The first choice was Christie’s decision to spend enormous amounts of New Jersey taxpayer money on lavish subsidies to corporations. As the New York Times reported two years ago, “Christie has approved a record $1.57 billion in state tax breaks for dozens of New Jersey’s largest companies.” As if that largesse wasn’t enough, the Newark Star-Ledger reported that in 2013, Christie signed legislation that “lifts limits on how much the state can give out in economic incentives to corporations and developers.”
The second choice was the Christie administration’s decision to invest so much of New Jersey’s pension fund in high-risk, high-fee investments. As Pensions and Investments magazine just reported, New Jersey now ranks second in the nation for public pension investments in hedge funds.
In a radio interview, Christie recently bragged that this investment scheme delivered 12.9 percent returns last year. He didn’t mention that number was well below the 16 percent returns the median public pension delivered, according to Businessweek. Comparing the New Jersey returns with the median, pension consultant Chris Tobe said the gap represents $2.5 billion in returns New Jersey could have generated had it performed like the typical public pension. Tobe estimates that $1.2 billion of that difference came from the fees paid on the hedge funds, private equity firms and other so-called “alternative investments.”
With those figures in mind, let’s return to Christie’s pension machinations this week.

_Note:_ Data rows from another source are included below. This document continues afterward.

PR #1591, opened 2019-07-26
Scrub core functionality of some obvious non-determinisms in output.

michaelcfanning:


michaelcfanning:
This change eliminates some undesirable verbose output from the core SDK. It is a necessary preparatory change to finalizing a large feature to cache results by file hash. Changes include:

1) Remove mime-type from log files. This information is exclusively gleaned from file names in all use cases to date. We don't need to inject it by default.
2) Eliminate output that provided an 'Analyzing blah.txt' message for each scan target. This is a verbose message that fired in non-verbose mode. It is arguably completely unnecessary in any case, as a verbose analysis in the default driver produces an explicit message for each scan target (i.e., non-failure cases result in explicit pass/other messages).
3) We already had a 'NondeterministicProperties' option in optional data. Now we have a '--remove' argument that honors this setting and eliminates timestamps when passed. We will build this out for other properties later. 

@lgolding

src/Sarif/Writers/SarifLogger.cs
```diff
@@ -402,46 +411,6 @@ private void CaptureFile(ArtifactLocation fileLocation)
...
-
-            // Analyzing target '{0}'...
-
-            if (context == null)
-            {
-                throw new ArgumentNullException(nameof(context));
-            }
-
-            string message = string.Format(CultureInfo.InvariantCulture, 
-                SdkResources.MSG001_AnalyzingTarget,
```
lgolding: Can we get rid of this resource?

src/Sarif.Driver/Sdk/CommonOptionsBase.cs
```diff
@@ -31,6 +31,15 @@ public class CommonOptionsBase
             "and NondeterministicProperties.")]
         public IEnumerable<OptionallyEmittedData> DataToInsert { get; set; }
 
+        [Option(
+            "remove",
+            Separator = ';',
+            HelpText =
+            "Optionally present data, expressed as a semicolon-delimited list, that should be not be persisted to or which "  +
+            "should be removed from the log file. Valid values include Hashes, TextFiles, BinaryFiles, EnvironmentVariables, " +
```
lgolding: Love me some parallel construction!

src/Sarif/Writers/SarifLogger.cs
```diff
@@ -62,7 +63,10 @@ public class SarifLogger : IDisposable, IAnalysisLogger
                 }
             }
 
-            var invocation = Invocation.Create(dataToInsert.HasFlag(OptionallyEmittedData.EnvironmentVariables), invocationPropertiesToLog);
+            var invocation = Invocation.Create(
+                emitMachineEnvironment: dataToInsert.HasFlag(OptionallyEmittedData.EnvironmentVariables),
+                emitTimestamps: !dataToRemove.HasFlag(OptionallyEmittedData.NondeterministicProperties),
```
lgolding: >emitTimestamps [](start = 16, length = 14)

Not for now, perhaps, but as you build this out, I wonder whether `Invocation.Create` should just take the `dataToInsert` and `dataToRemove` objects directly, rather than a growing set of individual flags. `Invocation.Create` can do the `HasFlag` checks internally.

src/Sarif/Writers/SarifLogger.cs
```diff
@@ -243,7 +251,8 @@ public void AnalysisStarted()
 
         public void AnalysisStopped(RuntimeConditions runtimeConditions)
         {
-            if (_run.Invocations != null && _run.Invocations.Count > 0)
+            if (_run.Invocations != null && _run.Invocations.Count > 0 &&
+                !_dataToRemove.HasFlag(OptionallyEmittedData.NondeterministicProperties))
```
lgolding: >NondeterministicProperties [](start = 61, length = 26)

Why do we assign `EndTimeUtc` in two different places? And if we have to do it, why is the code that decides whether to assign it different in the two places? Doesn't 
```
if (_run?.Invocations?.Count > 0 && !_dataToRemove.HasFlag(OptionallyEmittedData.NondeterministicProperties))
```
work in both cases? And if it does work in both places, and this code needs to exist in both places, we should DRY it out into `ShouldEmitEndTime`.

(In fact, I often DRY out logic like that into a helper even if it only exists once, for documentation purposes.)

src/Sarif/Writers/SarifLogger.cs
michaelcfanning: No, I agree, we should do this. If we're breaking this helper, let's break it once.

---
In reply to: [307786117](https://github.com/microsoft/sarif-sdk/pull/1591#discussion_r307786117) [](ancestors = 307786117)

michaelcfanning: Oops, abort mission. Problem is this help has a mixture of mechanisms to specify what's included, the invocation properties log and these bools. Really should have one converged solution. Let's defer. Agree it needs improvement.

---
In reply to: [307853676](https://github.com/microsoft/sarif-sdk/pull/1591#discussion_r307853676) [](ancestors = 307853676,307786117)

According to the Star-Ledger, Christie “said he plans to take $2.43 billion budgeted for the pension fund during this fiscal year and the next one to balance his budgets.” That $2.43 billion is less than the combined $1.5 billion Christie is spending on corporate subsidies and the $1.2 billion the Christie administration spent last year on investment fees. In other words, context shows Christie isn’t being forced to renege on the pension payment—he’s choosing to spend money on corporate subsidies and investment fees rather than on those pension promises.
Why would he make such a choice, you ask? Simply follow the money.
Many of the corporate subsidies are going to companies that just so happen to be big donors to the Republican Governors Association, which Christie now chairs. Likewise, the pension investment fees enrich the Wall Street firms that typically bankroll presidential campaigns.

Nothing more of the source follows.